Comune: piste ciclabili, car sharing e 900 monopattini elettrici per ripulire l'aria

20 luglio 2020, 05:06

Comune: piste ciclabili, car sharing e 900 monopattini elettrici per ripulire l'aria

PIERLUIGI DALLAPINA

Oggi è attesa la presentazione da parte del Comune, e delle due società che si sono aggiudicate il bando, del progetto di potenziamento della rete di ricarica per le auto elettriche. In pratica si tratta di una cinquantina di colonnine che saranno installate in due fasi da qui a fine anno. Questo però è solo un capitolo del piano più dettagliato che sta sviluppando l'amministrazione comunale per trasformare Parma in una città sempre più «verde», dove l'auto privata non è più la padrona incontrastata della strada. Come anticipa Tiziana Benassi, assessore all'Ambiente e alla Mobilità, entro agosto entrerà in funzione il servizio dei monopattini elettrici condivisi: tre società metteranno a disposizione della città 900 monopattini e si impegneranno a organizzare corsi di formazione gratuiti e aperti a tutti per spiegare come usarli in sicurezza. Non sono mancati, anche in città, incidenti gravi che hanno coinvolto monopattini elettrici.

La rete delle piste ciclabili si estenderà per altri dieci chilometri e potrebbe presto essere affiancata dalle piste «soft», cioè ciclabili in strada e non in sede propria, senza contare il fatto che verranno posizionate nuove postazioni di bike sharing. Il car sharing si prepara a diventare free floating per essere più pratico, dato che ora chi sale su un'auto a noleggio ha l'obbligo di riportarla in uno dei punti car sharing. Quando scatterà il free floating - cioè l'uso libero per dirla all'italiana - ognuno potrà parcheggiare l'auto dove vorrà una volta finito il viaggio.

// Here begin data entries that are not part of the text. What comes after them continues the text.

PR #366, opened 2019-11-26
Splice in project template

carver:
This has the benefit of making future upgrades from the template project pretty painless.

Of interest are the four latest commits: 27da3122850e4...f84edfc13377

- Merge in the template, fixing up lots of conflicts
- Match linting rules used by the local repository
- Fill in template variables (like the readthedocs name, module name, etc)
- A fixup from #353 -- Added a missing script for testing the release package

This supplies the bulk of #294 (maybe all of it), but I won't be confident about completion until running a release using this code.

---

Side note: sorry for the ugly history. It's the only way we have figured to keep template upgrades easy in projects that depend on them. See: https://github.com/ethereum/snake-charmers-tactical-manual/blob/master/template.md#repository-template


carver:
Note that master is currently failing on Travis, soo I guess I can/should ignore a failure here? :grimacing: 

https://github.com/libp2p/py-libp2p/runs/321090268

setup.py
```diff
@@ -1,62 +1,62 @@
...
+        "pytest-xdist>=1.30.0,<2",
         "pytest-asyncio>=0.10.0,<1.0.0",
-        "pytest-xdist>=1.30.0",
+        "factory-boy>=2.12.0,<3.0.0",
     ],
     "lint": [
-        "mypy>=0.701,<1.0",
+        "flake8==3.7.9",  # flake8 is not semver: it has added new warnings at minor releases
+        "isort==4.3.21",
+        "mypy==0.740",  # flake8 is not semver: it has added new warnings at minor releases
```
ralexstokes: spurious comment?

carver: Ah thanks, I forgot to reword the comment (roughly the same thing applies to mypy).

PR #372, opened 2019-12-03
Add py36 compatibility

ralexstokes:
## What was wrong?

We only supported python 3.7.

## How was it fixed?

The main thing was adding backfills for APIs that changed in python 3.7 compared to earlier versions.

I had to make some changes to some tests to account for subtleties in the tests that interacted w/ differences in semantics b/t python 3.6 and 3.7.

#### Cute Animal Picture

### DIFF
--- a/.circleci/config.yml
+++ b/.circleci/config.yml
@@ -48,30 +48,24 @@ jobs:
       - image: circleci/python:3.6
         environment:
           TOXENV: lint
-  py36-core:
+  py36-test:
     <<: *common
     docker:
       - image: circleci/python:3.6
         environment:
-          TOXENV: py36-core
-  py37-core:
+          TOXENV: py36-test
+  py37-test:
     <<: *common
     docker:
       - image: circleci/python:3.7
         environment:
-          TOXENV: py37-core
-  pypy3-core:
-    <<: *common
-    docker:
-      - image: pypy
-        environment:
-          TOXENV: pypy3-core
+          TOXENV: py37-test
+
 workflows:
   version: 2
   test:
     jobs:
       - docs
       - lint
-      - py36-core
-      - py37-core
-      - pypy3-core
+      - py36-test
+      - py37-test
--- a/.circleci/config.yml
+++ b/.circleci/config.yml
@@ -48,24 +48,30 @@ jobs:
       - image: circleci/python:3.6
         environment:
           TOXENV: lint
-  py36-test:
+  py36-core:
     <<: *common
     docker:
       - image: circleci/python:3.6
         environment:
-          TOXENV: py36-test
-  py37-test:
+          TOXENV: py36-core
+  py37-core:
     <<: *common
     docker:
       - image: circleci/python:3.7
         environment:
-          TOXENV: py37-test
-
+          TOXENV: py37-core
+  pypy3-core:
+    <<: *common
+    docker:
+      - image: pypy
+        environment:
+          TOXENV: pypy3-core
 workflows:
   version: 2
   test:
     jobs:
       - docs
       - lint
-      - py36-test
-      - py37-test
+      - py36-core
+      - py37-core
+      - pypy3-core
--- a/libp2p/network/connection/raw_connection.py
+++ b/libp2p/network/connection/raw_connection.py
@@ -53,5 +53,6 @@ class RawConnection(IRawConnection):
 
     async def close(self) -> None:
         self.writer.close()
-        if sys.version_info[0:2] > (3, 6):
-            await self.writer.wait_closed()
+        if sys.version_info < (3, 7):
+            return
+        await self.writer.wait_closed()
--- a/libp2p/network/connection/raw_connection.py
+++ b/libp2p/network/connection/raw_connection.py
@@ -1,4 +1,5 @@
 import asyncio
+import sys
 
 from .exceptions import RawConnError
 from .raw_connection_interface import IRawConnection
@@ -52,4 +53,5 @@ class RawConnection(IRawConnection):
 
     async def close(self) -> None:
         self.writer.close()
-        await self.writer.wait_closed()
+        if sys.version_info[0:2] > (3, 6):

Un'app permetterà al prossimo cliente di trovare la macchina a lui più vicina.

Per dare una sforbiciata ai livelli di Pm10 il Comune sta progettando anche nuove zone 30 (esiste un progetto per il quartiere Cittadella), mentre il centro storico, come spiega Benassi, si prepara a diventare un'enorme zona 20. Riducendo la velocità delle auto - è la speranza dell'assessore - pedoni e biciclette dovrebbero sentirsi più sicuri e riconquistare sempre più quegli spazi ceduti alle macchine.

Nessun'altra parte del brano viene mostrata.